PR #6824, opened 2022-04-11
pymupdf: add recipe for 1.19.6

ivanholmes:
As alluded in my other PR #6823 here is a recipe for PyMuPDF. Working well on hrev 56001.

### DIFF
--- a/dev-python/pymupdf/patches/pymupdf-1.19.6.patchset
+++ b/dev-python/pymupdf/patches/pymupdf-1.19.6.patchset
@@ -16,13 +16,13 @@ index 475bc5d..4647f52 100644
 +    
 +elif sys.platform.startswith("haiku"):
 +    include_dirs = [
-+        "/boot/system/develop/headers/mupdf",
 +        "/boot/system/develop/headers/x86/mupdf",
-+        "/boot/system/develop/headers/freetype2",
-+        "/boot/system/develop/headers/x86/freetype2"
++        "/boot/system/develop/headers/mupdf",
++        "/boot/system/develop/headers/x86/freetype2",
++        "/boot/system/develop/headers/freetype2"
 +    ]
 +    libraries = ["mupdf"]
-+    library_dirs = ["/boot/system/lib", "/boot/system/lib/x86"]
++    library_dirs = ["/boot/system/lib/x86", "/boot/system/lib"]
 +    extra_link_args = []
  
  else:
--- a/dev-python/pymupdf/patches/pymupdf-1.19.6.patchset
+++ b/dev-python/pymupdf/patches/pymupdf-1.19.6.patchset
@@ -1,0 +1,30 @@
+From fdefbb7634650726393dcae61c14842f8d3ea891 Mon Sep 17 00:00:00 2001
+From: Ivan Holmes <ivan@ivanholmes.co.uk>
+Date: Mon, 11 Apr 2022 16:54:27 +0100
+Subject: Add Haiku platform to setup.py
+
+
+diff --git a/setup.py b/setup.py
+index 475bc5d..8ee0d72 100644
+--- a/setup.py
++++ b/setup.py
+@@ -104,7 +104,15 @@ elif sys.platform.startswith(("darwin", "freebsd", "openbsd")):
+     libraries = ["mupdf", "mupdf-third"]
+     library_dirs = ["/usr/local/lib", "/opt/homebrew/lib"]
+     extra_link_args = []
+-
++    
++elif sys.platform.startswith("haiku"):
++    include_dirs = [
++        "/boot/system/develop/headers/mupdf",
++        "/boot/system/develop/headers/freetype2",
++    ]
++    libraries = ["mupdf"]
++    library_dirs = ["/boot/system/lib"]
++    extra_link_args = []
+ 
+ else:
+     include_dirs = [
+-- 
+2.30.2
+
--- a/dev-python/pymupdf/patches/pymupdf-1.19.6.patchset
+++ b/dev-python/pymupdf/patches/pymupdf-1.19.6.patchset
@@ -1,14 +1,14 @@
-From fdefbb7634650726393dcae61c14842f8d3ea891 Mon Sep 17 00:00:00 2001
+From c65cf1b6eb9791e523e348946c15be8621e22744 Mon Sep 17 00:00:00 2001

#####

Task details >> What lines of the material above hold the string "ivanholmes"? Please copy them.

Answer box >>
ivanholmes:
+From: Ivan Holmes <ivan@ivanholmes.co.uk>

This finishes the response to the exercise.